Words Sam Jacob
The stars seem to blister like burning film as they open into pink flowers. The night sky segues into the blossom on a cherry tree, and we follow the falling petals and see a group of characters hopping and waving in a bandstand surrounded by woods.
This is the psychedelic opening sequence of In the Night Garden, a BBC television show for the under-fours. The scene apparently represents the shift into dream state, and it’s the most beautiful and surprising cosmic screen since Dave Bowman’s journey through 2001: A Space Odyssey’s slit-scan landscapes. In both, we go “through” the sky into an alternate reality.
This particular alternate reality comes from Anne Wood and Andy Davenport of Ragdoll, co-creators of the Teletubbies and bona fide auteurs of kids’ TV in an era of terrible animation, pre-teen plotlines and ham-fisted edutainment.
We’re not here for complex plot though, but the show’s beautiful design. Children’s TV demands much more from production design than adult shows. A whole autonomous world needs to be constructed. Narrative is constrained – in this case by lack of language. The characters say little more than variations on their name over and over again, their inarticulacy mixed with excitement like hyperactive Beckett protagonists. Without plot, the burden falls on other elements, often those considered secondary in “grown-up” programmes: vision, sound, movement, landscape and so on. The programme’s design constructs experience without language, which is not so far removed from design in the real world.

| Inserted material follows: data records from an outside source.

PR #357, opened 2026-07-31
Bandcamp grid parser: keep the release id, URL and artwork it already reads

brandonlucasgreen:
Prerequisite for Bandcamp catalog ingest. Pure parser change — **no existing behaviour changes**, and it's independent of the schema in #356, so the two can land in either order.

## What and why

`parseBandcampReleaseTitles` already walks the `.music-grid-item` DOM on a `/music` page, but keeps only accent-folded titles, because it exists to answer *"is this the right artist?"*. Building a release catalog needs what that discards — and it's all in the node the parser is already standing in:

| Kept now | Why it matters |
|---|---|
| **`data-item-id`** (`"album-1891263657"`) | A stable per-release id **and** an album-vs-track type prefix |
| **`href`** | The release URL |
| **artwork** | `src`, or `data-original` when the grid lazy-loads |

In the Night Garden’s characters are descendants of the entire gene pool of children’s TV. Igglepiggle is a plush blue toy with a wonky grin and a red blanket. His co-star is Upsy Daisy, a toy-girl whose hair wiggles like small fingers when she’s excited. There are the Tombliboos with bottom-heavy, baby-esque anatomy; Makka Pakka, a loner who lives in what seems to be a neolithic barrow and sports cairn-like hair and ears; the Pontipines, a family of wooden puppets who live in a tiny doll’s house at the base of a huge tree trunk; and the Haahoos, five enormous inflatable forms who call to each other and sleep in a big pillowy pile. The characters’ anatomies range from “primitive”, carved-wood, solid forms to sci-fi, inflatable, empty ones, shifting from puppet to costume to prop, in scale from tiny to huge.
They inhabit a landscape both giant and miniature, with large trees, giant-sized daisies and pastel-coloured puffballs. Like the Teletubbies, the landscape is a surreal reworking of nature. Perhaps this is the last residue of the English Landscape tradition – Capability Brown made over by video-game designer Shigeru Miyamoto. Here, on the branches of real trees, a computer-colourised bird choir sings a chorus of synthetic sounds. There are references to the Magic Roundabout in the bandstand, to Camberwick Green in its mechanics, to Thunderbird 2 in the Pinky Ponk airship’s green livery, to Trumpton in the
echoey, naive folk music. That a programme for the under-fours should be soaked in nostalgia is of course odd. But perhaps nostalgia is not really about time or personal history but a cultural product. In the Night Garden is a faultless example of manufactured nostalgia, whose hope is to construct a space outside parents’ terrible fear for their children’s future by evoking their own past.
The texture of the image is made just as rich by combining live action, rickety stop-frame and gradient perfect CGI, and a soundtrack of organic sci-fi squelching that might have arrived fresh from the Radiophonic Workshop. The programme’s construction is perhaps the most sophisticated on British TV. And the effect is fantastic.